If you missed part 1, you can read it here. I was new to my school and two classmates started bullying me on the playground unexpectedly. When the incident was over, I thought and hoped it would never happen again. It did.
A few weeks later, a classmate invited my best friend and I to her slumber party. We were so excited and quickly made plans to stay up all night-giggling and doing all the things girls do at slumber parties. I couldn't wait.
The day of the slumber party, my best friend was sick and didn't go to school and was unable to attend the slumber party. I was sad, but still looking forward to the party. The girl that invited me lived in my neighborhood, we got along well and there were others from my class invited, so I was feeling pretty good about it. That is, until I actually showed up.
The two mean girls were there. I hadn't even considered the fact they might be invited. My heart sank, but I was already there and didn't want to leave. The whole evening was a blast- we had pizza and cake and watched the birthday girl open presents. There were games and laughing. Her dad and stepmom were there the whole time and everyone was really nice and the two mean girls, just didn't really interact with me. They weren't ugly to me or anything, they just kept their distance. I figured I could make it through the night by just hanging out with the people I liked and avoiding them too. I was wrong.
After my friend's parents went to bed, it was like a switch was flipped. All of the girls assembled in the living room and sat on the couch to watch television. The two mean girls spread out a little so that there would be no room for me on the couch. I noticed, but pretended I didn't and went to sit on the other end of the couch at which time one of the other girls kicked me off. Literally kicked, with her foot. They told me that babies couldn't sit on the couch. And, still too stubborn to leave, I sat on the floor to watch television (secretly feeling sick to my stomach) and one of the Meanies, turned off the television and announced very loudly that she wanted to play a game. They went down the line on the couch one-by-one and basically said something about me. "You have chubby thighs." "You're ugly." "You're stupid." " You're a baby." "Those are ugly pants!" and the abuse went on. They laughed and giggled and went down the row over and over throwing insults at me.

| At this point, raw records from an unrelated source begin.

Issue #1265, opened 2019-04-01
Preview support for code-server (an online version of vscode)


imxieyi:
**Is your feature request related to a problem? Please describe.**
This plugin can already be installed on [code-server](https://github.com/codercom/code-server). Most functions including compiling works just fine out of the box. However, the preview function is broken. It is because the preview extension is listening on localhost as shown in [viewer.ts#L126](https://github.com/James-Yu/LaTeX-Workshop/blob/0ef15bc11f6fe487a20334bf4acae17d2be465c7/src/components/viewer.ts#L126), which is impossible to be connected from a remote host. What makes things worse is that the port number is random.

**Describe the solution you'd like**
If the viewer can be implemented without extra http server, it would be the best solution possible.

**Describe alternatives you've considered**
I wonder if it is possible to reverse proxy the viewer server so that the port for pdf viewer and vscode can be the same. Alternatively the preview url prefix should be able to be configured so that I can reverse proxy the viewer on a subpath using nginx. At the same time the port number should be fixed.

jlelong:
Can you test PR #1271.

tamuratak:
Since VS Code Remote Development is available now, I think we do not need to support code-server. 

To my opinion, code-server itself should support port forwarding for WebView as VS Code Remote Development does. This is an upstream issue.

PR #1271, opened 2019-04-03
Make url and port viewer configurable

jlelong:
Use the following configuration variables

    latex-workshop.viewer.pdf.internal.url
    latex-workshop.viewer.pdf.internal.port

This is related to #1265.

### DIFF
--- a/package.json
+++ b/package.json
@@ -777,6 +777,11 @@
           ],
           "markdownDescription": "PDF viewer used for [View on PDF] link on \\ref."
         },
+        "latex-workshop.viewer.pdf.internal.port": {
+          "type": "number",
+          "default": "0",
+          "markdownDescription": "Define the port to listen on for communicating with the internal viewer. The default value \"0\" means the port is chosen randomly by the application."
+        },
         "latex-workshop.view.pdf.external.command": {
           "type": "object",
           "default": {
--- a/src/components/server.ts
+++ b/src/components/server.ts
@@ -2,6 +2,7 @@ import * as http from 'http'
 import * as ws from 'ws'
 import * as fs from 'fs'
 import * as path from 'path'
+import * as vscode from 'vscode'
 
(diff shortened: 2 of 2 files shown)


tamuratak:
From the viewpoint of security, I am against making host configurable, which would unintentionally allow remote access to local pdf and other files. That would require us to implement access control of the server. I want to avoid that.

We should force users to use a reverse proxy with access control, e.g., ssh port forwarding.

I think making port configurable is not a problem.

imxieyi:
> From the viewpoint of security, I am against making host configurable, which would unintentionally allow remote access to local pdf and other files. 
I agree. Actually I am using HTTP basic authentication for the whole code-server. A warning could be added to warn user about potential risks.

I think only advanced users who are aware of this risk as well as how to prevent it will bother modifying this configuration. So this is not a severe issue.

jlelong:
Would it be sufficient to make to have port configurable?

imxieyi:
No. Even if I use nginx to reverse proxy it, it is still not possible to launch viewer from ide since the url is still localhost.

tamuratak:
I am strongly against making host configurable. Users often copy and paste their settings from blog entries and stackoverflow without thinking about security risks. Assuming "only advanced users" is too optimistic.

Using nginx is not an appropriate solution. Please use ssh port forwarding. Then, it would be sufficient to have port configurable.

imxieyi:
Is it possible to add cookies check or some authentication to the preview server? I think this can be enabled with a custom url.

jlelong:
The discussion seems to have gone beyond the original scope of the PR. For now, it will only merge the port configuration feature and will leave any further improvements on supporting `vscode-server` to the community. PRs are welcome.

fockez:
I want to provide code-server in jupyter docker with jupyterhub, so the PDF viewer still needed.

PR #1274, opened 2019-04-03
lualatex rule added

PierreMarchand20:
As discussed in #1157, it adds the compilation progress feature for lualatex. But, there is still a bug concerning the ordering of the pages, I hope @tecosaur will take a look.


tecosaur:
Hi @PierreMarchand20, it's great to see you looking into luatex support! I read what you said about the issue you're having in #1157. While I'd love to take a look, unfortunately, I'm quite busy at the moment, and can't see it letting off for a good few weeks. What I can do though is point you in a few (hopefully useful) directions.

1. I found getting the log from "LaTeX Compiler" in the output tab of vs code, copying it, and pasting it into an online regex debugger like https://regex101.com/ to be quite helpful for working out what's going on (make sure to set it to javascript mode).
2. You seem to have it working now but since there seemed to be some confusion — to be clear these are the steps to get a working development version of an extension
    2.1. Clone repo
    2.2. Open repo (folder) in vs code
    2.3. run `npm install` within repo
    2.4. Press `F5` to run+debug
    2.5. If extension separately installed, vs code will ignore it and use your version
3. Re: the funny stuff happening with page numbers, from memory (other than regex issues) there was some precursory pass that seems to be run that was created extra matches. At some point I gave the page info a unique datstamp so it wouldn't be overriden. This lead to the duplicate pages. To fix this I simply undid that change. This change and un-change applies to all rules, so I'm not really sure whats happpening in your case…

Other than that, while it's not terrible I'd rate my code about 7/10 for quality, so there may be some hidden gremlins you need to unearth. Hopefully not, and I can't think of anything offhand other than not getting around to reformating the rule structure to make it more easily extendible, but it's worth noting.

PierreMarchand20:
I ended up doing exactly what you said in points 1) and 2) (I was quite relieved when I discovered regex101 xD).

Since I am starting to write my phd thesis and I do not know any javascript or typescript, I am not sure I will be able to do much more, I will try to take a quick look tomorrow, but can you point out to the code that does what you say in point 3) 

But if the pages are not built in a sorted order, may be it would be better to do a histogram than a linear plot, so that we can update the timing in an unsorted order. (I am not sure I am clear ahah)

tecosaur:
Erm. Everything I have seen so far has pages done in sorted order…

re: point 3, the code I mentioned was (as mentioned) later removed.

If it helps though, this is the bit that ads a new page entry

https://github.com/James-Yu/LaTeX-Workshop/blob/70e85fbd963593b1fa4eccde4481c30da3473181/src/components/buildinfo.ts#L686-L688

This is within the `displayProgress` function.

You could probably add a `console.log` whwnever the regex matches which should let you see with certainty the order in which you are given the pages.

PierreMarchand20:
Actually, even with pdflatex I get unsorted pages number resulting in weird plot (and the colouring is not really nice for dark theme also)
image
image

tecosaur:
Hmm.
 - Haven't seen any page order issues recently (screenshot is of a 41-page doc)
 - Have seen colour issues. I used vscode css colour variables so something might have changed upstream

image

 - Also noticed font issue
image

I'll be able to take a look at the color / font issues this weekend at the earliest, within a fortnight at the latest.

Sorry I'm not much help with the page numbers :(

As a short-term solution have you tried implementing a sorting function? Something like (incomplete code)
```javascript
arr.sort((obj1, obj2) => {
    return obj1.pageNo > obj2.pageNo;
})
```
(I forget the precise syntax, order, etc. but that _should_ be about right)

PierreMarchand20:
Well using a histogram, let us say you get the page 3 at first, you can put a column at the abscisse 3, then you get the first page, you can add a column at the abscisse 1. And you update the histogram like that, just adding column at the right abscisses.

You cannot do that with a linear plot, but I agree it would be more difficult to put several histogram in the same plot.

tecosaur:
Fixed colours and font in https://github.com/tecosaur/LaTeX-Workshop/commit/453699a94cdb1159fae642dd288ba311e1714c73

I couldn't understand what I had done to deserve this. Why did they dislike me? Finally, I couldn't take it anymore and I felt the tears welling up and I got up and ran back to the girl's bedroom. I have a very vivid memory of sitting on her bed trying to nonchalantly play with her Rubik's cube while staring at tears falling on the brightly-colored squares of the toy.
They followed me back there. " Oh look! She IS a baby! Cry baby, cry baby... go home to your momma!!" And that was really all I wanted at that point, but it was almost midnight. I didn't care, and I picked up the phone to call my mom to come get me. As soon as I picked up the phone, the girls continued to taunt, but the birthday girl panicked. I don't know if she was afraid she would get in trouble or what, but she started begging me not to call my mom. By then, I already had my sleepy mother on the phone and I asked her, through sobs, to please come get me. She said she was on her way. About ten minutes later, her car drove up an I left.
I don't know what the birthday girl told her parents about why I left, but I do know that the following Monday at school, she told me that her stepmom said I wasn't allowed over at their house anymore. Leaving me to feel that I had somehow done something wrong and that I was to blame for the whole incident.
For reasons unexplained, the bullying from those two in particular let up a few weeks later. I don't know if they felt I was sufficiently tortured or if they found someone else to go after, but it stopped and I was thankful. One of the girls moved a few years later, but the other one went to school with me all the way up until we graduated and she never liked me. And I never knew why.
**Note- Until that point, I had never even considered myself fat (and I wasn't) but I suddenly started seeing extra skin as fat. I WAS fat and I WAS ugly. Stupid too. I began to believe what they were saying. And this caused undue stress as a teenager when I weighed NINETY EIGHT POUNDS and thought I was fat. I don't care what people say- bullying does have lasting effects on those that were victimized.